To show the significance of our proposed approach we have also done k-fold cross-validation using all models on the used dataset. We used 10 fold in k-fold validation and the results of 10 fold cross validation are shown in Table 18. Performance of all models is approximately similar as was in train test split testing validation but Adaboost is poorer in 10 Fold cross-validation with 0.67 mean accuracy and 0.12 standard deviation (SD).
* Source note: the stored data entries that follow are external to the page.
PR #242, opened 2020-11-05
Fix Android multiple pager instances

alpha0010:
# Summary

When there are multiple pagers, especially if some are dynamically created/removed, pages can disappear.  This only occurs on Android due to clearing the entire static array.

## Compatibility

| OS      | Implemented |
| ------- | :---------: |
| iOS     |    ✅ (already works)     |
| Android |    ✅     |

## Checklist


troZee:
https://github.com/callstack/react-native-viewpager/releases/tag/v5.0.2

Our proposed models outperform other models in 10 fold cross validation approach also with 1.00 mean accuracy and 0.00 SD which show the significance of the proposed approach.

Table 18:
10-fold cross validation results.
Model Accuracy SD Model Accuracy SD
RF 0.99 +/−0.01 LSTM 0.99 +/−0.01
LR 0.95 +/−0.03 RNN 0.99 +/−0.03
GBM 0.99 +/−0.02 CNN 0.99 +/−0.02
ADA 0.67 +/−0.12 CNN-LSTM 0.99 +/−0.01
SVM 0.96 +/−0.04 HB 1.00 +/−0.00
DOI: 10.7717/peerj-cs.1154/table-18

Comparison with other studies

In this section, we compared our proposed approach with previous studies approaches. We select studies from the literature that have done work on stress detection and worked on hybrid models. We deployed their approaches on our used dataset to make a fair comparison. We implement previous studies’ approaches in the same environment as we deployed our approach. Then we perform the experiment on the same dataset which we used in this study for our proposed approach validation. We used study Salazar-Ramirez et al. (2018) for comparison because it also has worked on stress detection and used Gaussian SVM as a learning model. Similarly, Alberdi et al. (2018) and Lim et al. (2018) also have done work on stress detection and deployed SVM and ANN as learning models respectively. Rupapara et al. (2022) used LVTrees for blood cancer prediction. They combined LR, SVM, ETC for better results and we deploy this model on our used dataset. The comparison with other studies methods shown in Table 19.

Table 19:
Comparison with other studies.
Ref. Model Accuracy Precision Recall F1 score
Salazar-Ramirez et al. (2018) Gaussian SVM 0.94 0.94 0.94 0.94
Alberdi et al. (2018) SVM 0.95 0.94 0.95 0.94
Lim et al. (2018) ANN 0.98 0.98 0.98 0.98
Rupapara et al. (2022) LVTrees 0.97 0.97 0.97 0.97
This study HB 1.00 1.00 1.00 1.00
DOI: 10.7717/peerj-cs.1154/table-19

Proposed approach results using another dataset

We experimented with another dataset to show the significance of the proposed approach. We used the “Human Stress Detection” dataset available on the public data repository, Kaggle (Rachakonda, 2022). This dataset consists of physiological features such as “Humidity, Temperature, Step count” and three target classes low stress (0), normal stress (1), and high stress (2). The dataset contains the total 2,001 samples and the ratio for each target class in the dataset is shown in Fig. 8.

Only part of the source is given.